:: Records provided

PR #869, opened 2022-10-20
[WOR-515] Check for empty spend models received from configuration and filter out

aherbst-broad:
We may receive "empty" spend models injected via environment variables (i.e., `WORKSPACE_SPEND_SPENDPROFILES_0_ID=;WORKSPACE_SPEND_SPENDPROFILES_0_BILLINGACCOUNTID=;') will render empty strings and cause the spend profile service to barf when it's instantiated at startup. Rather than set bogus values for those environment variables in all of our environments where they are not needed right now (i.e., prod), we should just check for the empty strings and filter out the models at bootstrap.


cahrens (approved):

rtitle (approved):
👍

::::

Exercise objective: All of the entries need to be reproduced exactly; please write them out.

Answer box:
PR #869, opened 2022-10-20
[WOR-515] Check for empty spend models received from configuration and filter out

aherbst-broad:
We may receive "empty" spend models injected via environment variables (i.e., `WORKSPACE_SPEND_SPENDPROFILES_0_ID=;WORKSPACE_SPEND_SPENDPROFILES_0_BILLINGACCOUNTID=;') will render empty strings and cause the spend profile service to barf when it's instantiated at startup. Rather than set bogus values for those environment variables in all of our environments where they are not needed right now (i.e., prod), we should just check for the empty strings and filter out the models at bootstrap.


cahrens (approved):

rtitle (approved):
👍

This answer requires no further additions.